» ABOUT THIS TASK
When a line in the listing contains the string "rowcount", pick it out and copy it.
<<<<
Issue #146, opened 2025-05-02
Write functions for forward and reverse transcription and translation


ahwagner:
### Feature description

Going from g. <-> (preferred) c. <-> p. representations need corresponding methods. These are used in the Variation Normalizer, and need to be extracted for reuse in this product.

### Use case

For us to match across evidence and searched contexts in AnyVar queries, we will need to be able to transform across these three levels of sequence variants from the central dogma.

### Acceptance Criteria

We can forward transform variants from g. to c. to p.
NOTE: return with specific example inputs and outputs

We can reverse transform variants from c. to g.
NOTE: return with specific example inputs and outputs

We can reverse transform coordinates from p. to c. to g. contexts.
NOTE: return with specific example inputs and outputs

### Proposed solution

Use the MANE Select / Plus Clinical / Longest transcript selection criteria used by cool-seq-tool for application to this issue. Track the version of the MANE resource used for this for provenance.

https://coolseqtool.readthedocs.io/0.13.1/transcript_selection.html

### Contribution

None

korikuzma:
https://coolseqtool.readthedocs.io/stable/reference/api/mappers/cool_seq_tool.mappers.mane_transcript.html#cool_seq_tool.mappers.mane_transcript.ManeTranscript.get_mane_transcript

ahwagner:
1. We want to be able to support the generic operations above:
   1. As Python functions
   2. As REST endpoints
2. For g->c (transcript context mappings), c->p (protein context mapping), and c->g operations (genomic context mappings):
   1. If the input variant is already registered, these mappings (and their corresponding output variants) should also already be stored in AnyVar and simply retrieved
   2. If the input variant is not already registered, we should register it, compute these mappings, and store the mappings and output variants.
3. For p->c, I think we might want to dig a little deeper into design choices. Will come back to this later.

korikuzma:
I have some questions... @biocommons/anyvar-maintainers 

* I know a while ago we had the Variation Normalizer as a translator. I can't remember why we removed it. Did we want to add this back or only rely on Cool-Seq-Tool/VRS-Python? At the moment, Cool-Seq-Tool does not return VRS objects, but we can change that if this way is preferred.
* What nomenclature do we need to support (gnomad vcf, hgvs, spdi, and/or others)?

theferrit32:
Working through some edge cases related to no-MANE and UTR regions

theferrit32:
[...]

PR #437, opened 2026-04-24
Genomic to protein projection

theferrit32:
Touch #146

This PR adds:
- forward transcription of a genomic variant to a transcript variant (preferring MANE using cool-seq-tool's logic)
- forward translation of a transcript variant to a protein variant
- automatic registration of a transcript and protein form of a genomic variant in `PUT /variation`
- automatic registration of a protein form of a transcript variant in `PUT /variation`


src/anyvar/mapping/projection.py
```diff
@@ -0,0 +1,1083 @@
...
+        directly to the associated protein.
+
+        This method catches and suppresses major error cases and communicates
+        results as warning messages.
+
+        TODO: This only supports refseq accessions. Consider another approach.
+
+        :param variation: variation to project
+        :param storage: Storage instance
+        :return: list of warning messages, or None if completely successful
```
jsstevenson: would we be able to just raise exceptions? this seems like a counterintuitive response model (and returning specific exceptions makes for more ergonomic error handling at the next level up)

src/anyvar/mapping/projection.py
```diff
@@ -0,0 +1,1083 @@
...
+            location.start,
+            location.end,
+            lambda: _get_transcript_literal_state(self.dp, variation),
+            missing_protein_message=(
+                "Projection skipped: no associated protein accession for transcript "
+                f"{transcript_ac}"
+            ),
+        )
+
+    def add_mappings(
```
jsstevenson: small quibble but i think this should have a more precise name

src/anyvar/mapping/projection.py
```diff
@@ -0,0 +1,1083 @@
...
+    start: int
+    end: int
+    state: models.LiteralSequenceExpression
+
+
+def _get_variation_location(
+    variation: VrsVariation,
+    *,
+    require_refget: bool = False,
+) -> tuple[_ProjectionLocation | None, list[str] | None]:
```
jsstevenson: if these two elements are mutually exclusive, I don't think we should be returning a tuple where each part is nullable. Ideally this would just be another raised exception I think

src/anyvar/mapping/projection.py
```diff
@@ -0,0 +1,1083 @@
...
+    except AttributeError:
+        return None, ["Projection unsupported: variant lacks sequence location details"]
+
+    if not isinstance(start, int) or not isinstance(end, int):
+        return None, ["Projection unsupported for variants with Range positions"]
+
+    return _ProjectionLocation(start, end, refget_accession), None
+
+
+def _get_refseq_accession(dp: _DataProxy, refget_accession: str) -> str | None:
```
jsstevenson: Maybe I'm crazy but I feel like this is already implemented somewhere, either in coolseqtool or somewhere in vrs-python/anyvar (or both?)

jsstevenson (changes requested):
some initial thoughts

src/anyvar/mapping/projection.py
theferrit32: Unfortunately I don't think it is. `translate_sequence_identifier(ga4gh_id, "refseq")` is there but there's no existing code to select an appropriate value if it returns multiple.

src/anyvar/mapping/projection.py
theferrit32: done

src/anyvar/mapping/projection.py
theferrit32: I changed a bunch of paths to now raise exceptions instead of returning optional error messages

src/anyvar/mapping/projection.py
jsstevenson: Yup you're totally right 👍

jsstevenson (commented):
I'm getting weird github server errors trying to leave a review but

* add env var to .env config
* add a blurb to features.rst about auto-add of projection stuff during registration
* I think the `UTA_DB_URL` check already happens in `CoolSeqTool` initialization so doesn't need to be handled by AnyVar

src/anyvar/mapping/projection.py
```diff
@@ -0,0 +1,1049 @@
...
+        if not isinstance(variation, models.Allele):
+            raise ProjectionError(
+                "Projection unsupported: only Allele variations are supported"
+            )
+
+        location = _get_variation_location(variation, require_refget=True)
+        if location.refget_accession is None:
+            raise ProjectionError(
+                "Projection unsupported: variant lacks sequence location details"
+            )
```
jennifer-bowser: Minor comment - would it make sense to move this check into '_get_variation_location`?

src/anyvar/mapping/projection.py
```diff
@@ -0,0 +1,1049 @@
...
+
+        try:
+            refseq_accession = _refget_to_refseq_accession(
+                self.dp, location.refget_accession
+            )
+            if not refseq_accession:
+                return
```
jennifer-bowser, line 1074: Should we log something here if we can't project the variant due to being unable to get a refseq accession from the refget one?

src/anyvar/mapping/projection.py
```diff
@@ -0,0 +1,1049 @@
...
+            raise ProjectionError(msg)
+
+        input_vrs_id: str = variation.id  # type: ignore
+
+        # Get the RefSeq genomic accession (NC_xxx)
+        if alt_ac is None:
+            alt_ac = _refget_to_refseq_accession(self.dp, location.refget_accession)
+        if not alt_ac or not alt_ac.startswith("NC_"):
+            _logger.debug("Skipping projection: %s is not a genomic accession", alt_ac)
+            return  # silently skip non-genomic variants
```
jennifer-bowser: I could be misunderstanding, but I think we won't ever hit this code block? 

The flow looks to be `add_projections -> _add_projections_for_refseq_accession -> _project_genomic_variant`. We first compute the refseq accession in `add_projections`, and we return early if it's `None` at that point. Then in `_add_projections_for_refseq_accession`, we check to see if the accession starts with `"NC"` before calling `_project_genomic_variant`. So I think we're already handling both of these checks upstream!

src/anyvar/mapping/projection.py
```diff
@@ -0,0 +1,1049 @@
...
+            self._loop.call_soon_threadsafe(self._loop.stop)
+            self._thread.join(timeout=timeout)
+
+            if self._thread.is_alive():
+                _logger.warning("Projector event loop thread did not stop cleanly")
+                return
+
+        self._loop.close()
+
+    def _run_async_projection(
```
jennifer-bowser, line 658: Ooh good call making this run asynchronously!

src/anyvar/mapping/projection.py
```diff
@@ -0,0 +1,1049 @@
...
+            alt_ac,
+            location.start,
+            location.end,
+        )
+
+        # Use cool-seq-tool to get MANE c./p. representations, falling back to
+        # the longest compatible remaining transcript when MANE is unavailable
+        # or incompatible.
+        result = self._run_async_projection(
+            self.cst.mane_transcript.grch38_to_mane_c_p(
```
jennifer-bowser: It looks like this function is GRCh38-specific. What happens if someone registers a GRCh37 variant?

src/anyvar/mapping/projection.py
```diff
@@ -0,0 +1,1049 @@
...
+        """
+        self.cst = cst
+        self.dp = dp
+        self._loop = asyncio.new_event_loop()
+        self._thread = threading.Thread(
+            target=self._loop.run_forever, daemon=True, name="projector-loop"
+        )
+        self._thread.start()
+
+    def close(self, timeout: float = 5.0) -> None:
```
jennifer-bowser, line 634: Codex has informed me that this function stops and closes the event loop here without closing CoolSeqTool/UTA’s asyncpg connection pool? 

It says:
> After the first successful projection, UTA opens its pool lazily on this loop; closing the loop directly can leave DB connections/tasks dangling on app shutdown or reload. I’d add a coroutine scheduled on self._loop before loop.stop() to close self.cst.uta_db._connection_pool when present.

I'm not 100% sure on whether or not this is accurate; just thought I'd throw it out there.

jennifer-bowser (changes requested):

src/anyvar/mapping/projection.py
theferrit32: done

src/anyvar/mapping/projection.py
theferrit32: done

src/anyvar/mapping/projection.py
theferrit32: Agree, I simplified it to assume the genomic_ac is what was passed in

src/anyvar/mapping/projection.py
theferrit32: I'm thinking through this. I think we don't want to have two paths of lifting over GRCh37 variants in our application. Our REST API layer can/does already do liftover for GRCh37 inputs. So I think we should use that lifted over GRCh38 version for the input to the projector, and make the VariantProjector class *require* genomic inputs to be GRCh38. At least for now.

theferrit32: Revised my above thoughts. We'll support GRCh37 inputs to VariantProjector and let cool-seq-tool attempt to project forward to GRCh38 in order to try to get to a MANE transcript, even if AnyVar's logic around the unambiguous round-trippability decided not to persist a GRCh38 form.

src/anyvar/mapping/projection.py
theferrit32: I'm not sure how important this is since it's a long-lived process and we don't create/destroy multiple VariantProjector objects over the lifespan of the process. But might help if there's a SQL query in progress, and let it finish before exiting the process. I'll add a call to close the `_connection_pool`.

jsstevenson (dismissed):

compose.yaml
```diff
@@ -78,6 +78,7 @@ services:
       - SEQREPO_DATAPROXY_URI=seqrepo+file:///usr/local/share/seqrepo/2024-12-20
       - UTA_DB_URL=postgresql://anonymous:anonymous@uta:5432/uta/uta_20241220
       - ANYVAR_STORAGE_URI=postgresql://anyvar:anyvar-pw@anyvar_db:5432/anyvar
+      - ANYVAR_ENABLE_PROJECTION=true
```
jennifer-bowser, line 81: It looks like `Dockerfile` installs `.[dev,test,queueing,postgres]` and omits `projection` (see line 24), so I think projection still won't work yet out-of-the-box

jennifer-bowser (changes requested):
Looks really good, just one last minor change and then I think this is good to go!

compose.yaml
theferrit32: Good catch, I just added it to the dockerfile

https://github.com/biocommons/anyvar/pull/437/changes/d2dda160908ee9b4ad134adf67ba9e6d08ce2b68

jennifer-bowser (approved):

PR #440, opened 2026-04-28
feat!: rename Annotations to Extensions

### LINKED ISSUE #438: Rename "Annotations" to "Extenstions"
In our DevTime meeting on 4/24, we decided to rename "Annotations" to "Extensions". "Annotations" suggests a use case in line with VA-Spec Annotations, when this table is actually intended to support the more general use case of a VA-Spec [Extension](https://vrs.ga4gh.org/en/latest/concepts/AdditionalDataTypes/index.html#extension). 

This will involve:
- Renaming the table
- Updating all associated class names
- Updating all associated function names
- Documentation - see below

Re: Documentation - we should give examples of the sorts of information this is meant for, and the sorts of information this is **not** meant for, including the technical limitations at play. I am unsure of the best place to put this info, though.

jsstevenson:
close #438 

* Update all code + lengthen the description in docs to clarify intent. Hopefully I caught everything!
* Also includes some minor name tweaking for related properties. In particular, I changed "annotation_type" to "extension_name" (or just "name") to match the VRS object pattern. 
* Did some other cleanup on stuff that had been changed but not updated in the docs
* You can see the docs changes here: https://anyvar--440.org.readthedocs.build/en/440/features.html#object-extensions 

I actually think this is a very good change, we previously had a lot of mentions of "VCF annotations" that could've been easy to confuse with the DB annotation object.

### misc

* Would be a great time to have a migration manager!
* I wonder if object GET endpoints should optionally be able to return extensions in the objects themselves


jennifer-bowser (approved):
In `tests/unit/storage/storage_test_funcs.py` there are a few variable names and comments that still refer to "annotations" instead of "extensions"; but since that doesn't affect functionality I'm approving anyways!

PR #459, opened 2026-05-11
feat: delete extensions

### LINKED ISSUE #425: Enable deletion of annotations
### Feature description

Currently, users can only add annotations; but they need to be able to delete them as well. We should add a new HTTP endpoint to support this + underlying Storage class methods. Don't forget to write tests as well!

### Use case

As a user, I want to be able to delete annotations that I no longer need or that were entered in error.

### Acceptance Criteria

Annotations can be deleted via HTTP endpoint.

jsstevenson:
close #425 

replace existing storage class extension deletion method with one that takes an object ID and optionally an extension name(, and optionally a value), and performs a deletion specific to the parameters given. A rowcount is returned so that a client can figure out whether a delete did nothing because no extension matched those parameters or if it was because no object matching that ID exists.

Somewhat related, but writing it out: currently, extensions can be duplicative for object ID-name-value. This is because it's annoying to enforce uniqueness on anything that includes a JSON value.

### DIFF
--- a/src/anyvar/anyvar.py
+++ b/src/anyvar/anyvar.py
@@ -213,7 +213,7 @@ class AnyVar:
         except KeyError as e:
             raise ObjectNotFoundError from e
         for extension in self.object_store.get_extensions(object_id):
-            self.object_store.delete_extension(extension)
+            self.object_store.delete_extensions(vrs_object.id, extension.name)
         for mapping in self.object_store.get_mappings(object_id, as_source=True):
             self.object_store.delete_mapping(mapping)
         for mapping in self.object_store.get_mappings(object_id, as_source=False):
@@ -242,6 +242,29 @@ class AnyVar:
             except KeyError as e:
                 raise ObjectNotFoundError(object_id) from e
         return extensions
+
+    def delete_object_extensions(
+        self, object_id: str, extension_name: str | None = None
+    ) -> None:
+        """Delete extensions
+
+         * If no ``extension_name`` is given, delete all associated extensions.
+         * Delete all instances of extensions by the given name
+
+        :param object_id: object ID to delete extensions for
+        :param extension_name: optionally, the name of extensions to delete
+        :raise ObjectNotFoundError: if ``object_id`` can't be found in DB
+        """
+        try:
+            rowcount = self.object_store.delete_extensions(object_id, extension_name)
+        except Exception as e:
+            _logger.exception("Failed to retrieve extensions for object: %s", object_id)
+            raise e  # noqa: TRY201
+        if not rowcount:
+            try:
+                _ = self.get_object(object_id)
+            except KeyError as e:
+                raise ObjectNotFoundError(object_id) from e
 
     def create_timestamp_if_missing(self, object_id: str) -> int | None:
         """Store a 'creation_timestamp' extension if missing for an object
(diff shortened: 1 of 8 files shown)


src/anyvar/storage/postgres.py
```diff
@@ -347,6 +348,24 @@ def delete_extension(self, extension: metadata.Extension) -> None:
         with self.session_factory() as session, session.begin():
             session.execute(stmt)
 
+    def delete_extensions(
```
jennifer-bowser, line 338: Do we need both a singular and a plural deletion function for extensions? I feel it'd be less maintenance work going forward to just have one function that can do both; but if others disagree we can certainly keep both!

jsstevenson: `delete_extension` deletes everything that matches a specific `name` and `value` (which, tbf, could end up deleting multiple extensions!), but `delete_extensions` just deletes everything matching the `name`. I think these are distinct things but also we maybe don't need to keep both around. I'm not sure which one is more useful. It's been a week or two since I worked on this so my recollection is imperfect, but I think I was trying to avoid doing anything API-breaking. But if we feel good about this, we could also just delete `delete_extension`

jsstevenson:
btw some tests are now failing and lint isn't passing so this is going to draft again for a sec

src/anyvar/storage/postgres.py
>>>>
» YOUR SOLUTION
replace existing storage class extension deletion method with one that takes an object ID and optionally an extension name(, and optionally a value), and performs a deletion specific to the parameters given. A rowcount is returned so that a client can figure out whether a delete did nothing because no extension matched those parameters or if it was because no object matching that ID exists.
+            rowcount = self.object_store.delete_extensions(object_id, extension_name)
+        if not rowcount:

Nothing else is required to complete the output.